*WORK INSTRUCTIONS*: In the entries below, find the line with "PR #389, opened 2023-09-28" and the line with "(diff shortened: 1 of 7 files shown)". Return those two lines and all lines between them, exactly.

★ ★ ★ ★ ★ ★ ★

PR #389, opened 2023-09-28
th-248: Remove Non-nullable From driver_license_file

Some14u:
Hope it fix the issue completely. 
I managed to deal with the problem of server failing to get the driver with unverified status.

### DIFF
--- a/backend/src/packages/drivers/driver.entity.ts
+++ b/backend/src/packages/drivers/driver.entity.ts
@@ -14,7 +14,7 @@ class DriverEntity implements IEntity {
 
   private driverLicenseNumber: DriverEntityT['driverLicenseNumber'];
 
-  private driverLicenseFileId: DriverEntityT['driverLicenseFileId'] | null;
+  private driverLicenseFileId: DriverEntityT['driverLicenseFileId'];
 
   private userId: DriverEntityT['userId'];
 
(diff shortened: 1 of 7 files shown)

★ ★ ★ ★ ★ ★ ★

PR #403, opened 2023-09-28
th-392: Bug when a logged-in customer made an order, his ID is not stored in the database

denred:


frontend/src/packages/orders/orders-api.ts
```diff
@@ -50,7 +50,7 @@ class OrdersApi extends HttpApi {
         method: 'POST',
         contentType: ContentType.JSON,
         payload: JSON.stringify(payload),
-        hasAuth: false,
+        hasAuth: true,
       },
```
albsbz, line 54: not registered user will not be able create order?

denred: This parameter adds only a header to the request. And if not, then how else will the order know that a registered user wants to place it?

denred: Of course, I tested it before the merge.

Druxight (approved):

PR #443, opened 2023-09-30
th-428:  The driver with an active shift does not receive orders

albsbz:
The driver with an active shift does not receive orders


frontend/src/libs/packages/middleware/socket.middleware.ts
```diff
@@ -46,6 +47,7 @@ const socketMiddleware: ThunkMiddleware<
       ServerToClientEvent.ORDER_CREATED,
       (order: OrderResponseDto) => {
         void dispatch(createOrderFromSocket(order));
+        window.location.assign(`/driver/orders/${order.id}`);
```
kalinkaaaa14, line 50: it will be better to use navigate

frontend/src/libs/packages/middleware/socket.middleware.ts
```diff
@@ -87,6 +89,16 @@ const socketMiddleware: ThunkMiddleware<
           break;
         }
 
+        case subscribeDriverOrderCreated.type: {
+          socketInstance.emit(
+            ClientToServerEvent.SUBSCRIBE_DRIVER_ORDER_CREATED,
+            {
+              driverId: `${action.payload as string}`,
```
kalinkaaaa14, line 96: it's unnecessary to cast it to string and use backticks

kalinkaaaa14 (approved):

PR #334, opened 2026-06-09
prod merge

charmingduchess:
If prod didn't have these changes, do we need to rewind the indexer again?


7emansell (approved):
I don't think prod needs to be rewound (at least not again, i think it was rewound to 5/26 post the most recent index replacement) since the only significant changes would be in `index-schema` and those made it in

★ ★ ★ ★ ★ ★ ★

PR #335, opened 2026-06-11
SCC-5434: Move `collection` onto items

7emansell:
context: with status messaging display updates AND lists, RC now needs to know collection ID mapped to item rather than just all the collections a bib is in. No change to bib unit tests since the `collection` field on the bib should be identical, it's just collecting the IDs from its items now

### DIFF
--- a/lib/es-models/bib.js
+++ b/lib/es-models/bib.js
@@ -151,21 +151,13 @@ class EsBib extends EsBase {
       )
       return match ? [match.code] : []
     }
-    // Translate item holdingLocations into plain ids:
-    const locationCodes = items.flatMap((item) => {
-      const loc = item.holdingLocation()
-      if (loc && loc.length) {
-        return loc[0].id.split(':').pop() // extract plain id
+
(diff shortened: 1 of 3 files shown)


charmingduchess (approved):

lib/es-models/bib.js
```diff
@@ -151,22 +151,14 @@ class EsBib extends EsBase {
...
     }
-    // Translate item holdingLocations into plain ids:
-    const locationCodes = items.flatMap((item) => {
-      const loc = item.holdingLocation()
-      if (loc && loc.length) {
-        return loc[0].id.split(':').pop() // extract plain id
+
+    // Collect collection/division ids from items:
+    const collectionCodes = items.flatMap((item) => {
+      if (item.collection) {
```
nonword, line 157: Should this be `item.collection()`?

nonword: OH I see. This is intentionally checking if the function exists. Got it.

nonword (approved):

★ ★ ★ ★ ★ ★ ★

*RESPONSE BOX*:
PR #389, opened 2023-09-28
th-248: Remove Non-nullable From driver_license_file

Some14u:
Hope it fix the issue completely. 
I managed to deal with the problem of server failing to get the driver with unverified status.

### DIFF
--- a/backend/src/packages/drivers/driver.entity.ts
+++ b/backend/src/packages/drivers/driver.entity.ts
@@ -14,7 +14,7 @@ class DriverEntity implements IEntity {
 
   private driverLicenseNumber: DriverEntityT['driverLicenseNumber'];
 
-  private driverLicenseFileId: DriverEntityT['driverLicenseFileId'] | null;
+  private driverLicenseFileId: DriverEntityT['driverLicenseFileId'];
 
   private userId: DriverEntityT['userId'];
 
(diff shortened: 1 of 7 files shown)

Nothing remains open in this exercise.